**** Data shown

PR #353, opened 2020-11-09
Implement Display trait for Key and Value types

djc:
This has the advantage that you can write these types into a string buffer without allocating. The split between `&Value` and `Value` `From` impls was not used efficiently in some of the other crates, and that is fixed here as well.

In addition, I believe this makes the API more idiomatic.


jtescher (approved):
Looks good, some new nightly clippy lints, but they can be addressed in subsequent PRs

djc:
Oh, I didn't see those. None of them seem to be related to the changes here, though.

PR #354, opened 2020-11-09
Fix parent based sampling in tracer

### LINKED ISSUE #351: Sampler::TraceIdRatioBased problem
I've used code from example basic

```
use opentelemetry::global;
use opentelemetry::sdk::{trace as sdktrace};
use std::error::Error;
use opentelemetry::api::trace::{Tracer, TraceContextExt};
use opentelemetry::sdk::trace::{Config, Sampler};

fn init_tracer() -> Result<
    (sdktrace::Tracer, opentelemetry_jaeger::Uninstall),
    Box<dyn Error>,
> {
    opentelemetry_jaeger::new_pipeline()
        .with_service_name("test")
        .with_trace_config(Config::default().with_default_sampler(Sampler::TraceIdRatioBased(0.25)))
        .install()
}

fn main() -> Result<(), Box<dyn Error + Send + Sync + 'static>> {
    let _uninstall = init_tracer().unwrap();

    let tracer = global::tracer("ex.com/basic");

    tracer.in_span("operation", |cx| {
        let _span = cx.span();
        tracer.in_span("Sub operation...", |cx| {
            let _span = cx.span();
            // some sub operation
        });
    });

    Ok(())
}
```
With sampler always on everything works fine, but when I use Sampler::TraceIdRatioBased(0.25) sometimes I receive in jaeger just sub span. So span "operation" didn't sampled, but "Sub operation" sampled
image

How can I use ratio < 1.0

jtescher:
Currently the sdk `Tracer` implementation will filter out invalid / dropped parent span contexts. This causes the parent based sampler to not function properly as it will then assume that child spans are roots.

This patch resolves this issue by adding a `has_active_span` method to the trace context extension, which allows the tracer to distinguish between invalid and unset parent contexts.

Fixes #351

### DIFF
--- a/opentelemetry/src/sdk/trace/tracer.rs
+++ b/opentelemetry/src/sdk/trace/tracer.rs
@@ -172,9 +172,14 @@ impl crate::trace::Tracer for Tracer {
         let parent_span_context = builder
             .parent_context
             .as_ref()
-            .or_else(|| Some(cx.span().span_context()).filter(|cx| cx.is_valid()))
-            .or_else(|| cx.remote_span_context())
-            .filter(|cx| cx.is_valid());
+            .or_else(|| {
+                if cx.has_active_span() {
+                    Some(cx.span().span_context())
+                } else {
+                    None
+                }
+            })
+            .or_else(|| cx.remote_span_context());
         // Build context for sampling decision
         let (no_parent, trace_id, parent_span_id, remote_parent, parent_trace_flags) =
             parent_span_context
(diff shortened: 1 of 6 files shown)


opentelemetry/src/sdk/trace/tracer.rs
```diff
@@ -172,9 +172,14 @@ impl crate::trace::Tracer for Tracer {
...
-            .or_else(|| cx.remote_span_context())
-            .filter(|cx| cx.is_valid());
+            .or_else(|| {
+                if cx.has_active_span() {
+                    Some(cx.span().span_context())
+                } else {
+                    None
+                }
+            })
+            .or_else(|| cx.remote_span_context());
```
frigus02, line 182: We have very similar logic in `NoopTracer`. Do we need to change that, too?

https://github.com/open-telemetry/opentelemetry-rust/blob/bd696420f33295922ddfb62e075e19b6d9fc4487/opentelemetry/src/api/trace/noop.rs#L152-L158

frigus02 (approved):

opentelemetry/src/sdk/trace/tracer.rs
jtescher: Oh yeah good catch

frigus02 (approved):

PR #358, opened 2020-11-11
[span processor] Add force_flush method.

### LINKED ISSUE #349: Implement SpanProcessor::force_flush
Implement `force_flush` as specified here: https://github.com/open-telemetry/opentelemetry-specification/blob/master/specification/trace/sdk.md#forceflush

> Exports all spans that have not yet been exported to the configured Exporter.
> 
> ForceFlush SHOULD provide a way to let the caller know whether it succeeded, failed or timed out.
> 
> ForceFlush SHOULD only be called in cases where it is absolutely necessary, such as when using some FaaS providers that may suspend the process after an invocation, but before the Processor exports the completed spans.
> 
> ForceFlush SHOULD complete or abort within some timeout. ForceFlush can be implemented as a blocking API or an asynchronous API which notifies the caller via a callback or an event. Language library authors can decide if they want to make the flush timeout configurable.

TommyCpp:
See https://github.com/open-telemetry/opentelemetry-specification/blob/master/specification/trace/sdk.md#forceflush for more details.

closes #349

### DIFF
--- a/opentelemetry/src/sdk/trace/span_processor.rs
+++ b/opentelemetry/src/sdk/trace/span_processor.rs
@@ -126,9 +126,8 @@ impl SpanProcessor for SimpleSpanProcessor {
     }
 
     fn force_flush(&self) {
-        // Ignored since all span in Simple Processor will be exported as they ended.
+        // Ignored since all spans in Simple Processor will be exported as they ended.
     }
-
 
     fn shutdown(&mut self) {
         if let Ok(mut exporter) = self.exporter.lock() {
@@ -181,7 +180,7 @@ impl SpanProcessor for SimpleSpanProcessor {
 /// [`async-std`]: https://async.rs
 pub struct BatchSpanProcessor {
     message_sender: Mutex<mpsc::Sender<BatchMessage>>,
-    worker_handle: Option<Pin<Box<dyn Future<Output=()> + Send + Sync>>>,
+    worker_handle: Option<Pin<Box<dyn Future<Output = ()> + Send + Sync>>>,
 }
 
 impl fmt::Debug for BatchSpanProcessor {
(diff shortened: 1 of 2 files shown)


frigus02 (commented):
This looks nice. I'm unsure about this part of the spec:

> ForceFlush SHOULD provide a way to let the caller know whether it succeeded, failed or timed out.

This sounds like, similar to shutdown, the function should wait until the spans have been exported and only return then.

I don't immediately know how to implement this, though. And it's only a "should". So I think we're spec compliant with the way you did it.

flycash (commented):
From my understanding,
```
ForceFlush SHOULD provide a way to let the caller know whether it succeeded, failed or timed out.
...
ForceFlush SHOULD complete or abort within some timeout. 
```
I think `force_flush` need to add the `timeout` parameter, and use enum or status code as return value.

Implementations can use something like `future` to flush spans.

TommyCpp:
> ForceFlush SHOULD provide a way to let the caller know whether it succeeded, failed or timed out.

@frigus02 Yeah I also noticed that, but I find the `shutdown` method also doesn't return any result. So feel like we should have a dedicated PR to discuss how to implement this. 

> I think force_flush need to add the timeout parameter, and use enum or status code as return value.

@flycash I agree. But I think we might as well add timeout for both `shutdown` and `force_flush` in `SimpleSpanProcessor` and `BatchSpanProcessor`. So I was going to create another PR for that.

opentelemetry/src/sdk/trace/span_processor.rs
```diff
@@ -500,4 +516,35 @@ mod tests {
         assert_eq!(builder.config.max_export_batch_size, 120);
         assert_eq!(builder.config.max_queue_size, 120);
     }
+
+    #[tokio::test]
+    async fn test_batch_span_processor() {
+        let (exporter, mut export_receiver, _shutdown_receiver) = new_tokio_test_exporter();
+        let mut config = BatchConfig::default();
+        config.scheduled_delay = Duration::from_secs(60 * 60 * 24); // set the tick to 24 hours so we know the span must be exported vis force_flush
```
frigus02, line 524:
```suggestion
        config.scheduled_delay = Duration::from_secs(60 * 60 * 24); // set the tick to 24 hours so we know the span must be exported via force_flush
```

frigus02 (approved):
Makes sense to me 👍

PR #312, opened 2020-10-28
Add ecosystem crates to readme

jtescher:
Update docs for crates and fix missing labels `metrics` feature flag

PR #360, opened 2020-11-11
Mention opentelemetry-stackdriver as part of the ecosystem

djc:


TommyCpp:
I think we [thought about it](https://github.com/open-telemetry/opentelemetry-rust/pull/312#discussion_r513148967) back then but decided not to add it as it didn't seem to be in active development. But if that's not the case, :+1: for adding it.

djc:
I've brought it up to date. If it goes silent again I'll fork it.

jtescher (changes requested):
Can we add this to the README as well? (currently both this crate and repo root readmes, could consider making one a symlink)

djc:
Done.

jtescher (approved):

********

## Exercise description
Look through the data above. Find each line with the string "code" and copy it.

## Solution for this task
I've used code from example basic
I think `force_flush` need to add the `timeout` parameter, and use enum or status code as return value.
> I think force_flush need to add the timeout parameter, and use enum or status code as return value.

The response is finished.